L'Iran est le théâtre d'un mouvement de contestation sans précédent, déclenché par la mort de Mahsa Amini, arrêtée par la police des mœurs. Les forces de l'ordre lui reprochaient d'avoir enfreint le code vestimentaire de la République islamique, imposant notamment le port du voile en public.

«Le Front des réformes iranien exige des changements immédiats, courageux et novateurs» de l'Etat afin d'ouvrir «un dialogue efficace à échelle nationale», écrit le mouvement dans son communiqué publié sur leur site.
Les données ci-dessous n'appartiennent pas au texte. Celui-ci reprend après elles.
PR #12363, opened 2024-04-11
resources/page: Add taxonomies Page method

### LINKED ISSUE #12316: Add Page method/field to taxonomy object
We can get a reference to a _term_ page with:

```text
{{ $termPage := site.Taxonomies.tags.foo.Page }}
```

It would be convenient if we could get a reference to a _taxonomy_ page with:

```text
{{ $taxonomyPage := site.Taxonomies.tags.Page }}
```

That may not be possible, despite the fact we lowercase terms internally (e.g., there shouldn't be a collision between `tags.page` (a term) and `tags.Page` (a method/field).

The alternative has always seemed less elegant compared to how you can get a reference to a term page:

```text
{{ site.GetPage "/tags" }}
```

jmooring:
Closes #12316

### DIFF
--- a/resources/page/taxonomy.go
+++ b/resources/page/taxonomy.go
@@ -112,6 +112,14 @@ func (i Taxonomy) ByCount() OrderedTaxonomy {
 	return ia
 }
 
+// Page returns the taxonomy page or nil if the taxonomy has no terms.
+func (i Taxonomy) Page() Page {
+	for _, v := range i {
+		return v.Page().Parent()
+	}
+	return nil
+}
+
 // Pages returns the Pages for this taxonomy.
 func (ie OrderedTaxonomyEntry) Pages() Pages {
 	return ie.WeightedPages.Pages()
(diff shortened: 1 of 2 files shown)


resources/page/taxonomy.go
```diff
@@ -112,6 +112,19 @@ func (i Taxonomy) ByCount() OrderedTaxonomy {
...
+func (i Taxonomy) Page() Page {
+	var first WeightedPages
+	for _, v := range i {
+		first = v
+		break
+	}
+	if first == nil {
+		return nil
+	}
+	return first.Page().Parent()
```
bep, line 125: I know I was the one who suggested the above construct, but looking at it now, I suspect it would be simpler to reason about if it looked like:

```go
func (i Taxonomy) Page() Page {
  for _, v := range i {
      return v.Page().Parent()
  }
  return nil
}
```

jmooring: I should have seen that. Thanks.

PR #12404, opened 2024-04-21
improve: use errors.New to replace fmt.Errorf with no parameters will much better

ChengenH:
use errors.New to replace fmt.Errorf with no parameters will much better


bep:
Two of these edits are done in a forked version of Go's template packages, and we don't edit those unless needed. Also, I'm not convinced this is an improvement, but thanks.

Possibilité de referendum?

Formé en mars 2021 par les proches de l'ex-président réformateur Mohammad Khatami, le Front des réformes est composé de partis du camp réformateur.

«Cette première action est même possible en s'appuyant sur (...) la constitution actuelle et en la mettant en œuvre intégralement, y compris (...) l'article 59 sur l'organisation d'un référendum», a ajouté le texte.

La Constitution iranienne prévoit l'organisation d'un «référendum et une référence directe aux votes du peuple sur des questions économiques, politiques, sociales et culturelles très importantes».

Ouvrir des horizons

«Les décisions pratiques des dirigeants du pays dans ce domaine peuvent effectivement juguler la crise et ouvrir des horizons aux citoyens déçus, insatisfaits et en colère», a ajouté le mouvement.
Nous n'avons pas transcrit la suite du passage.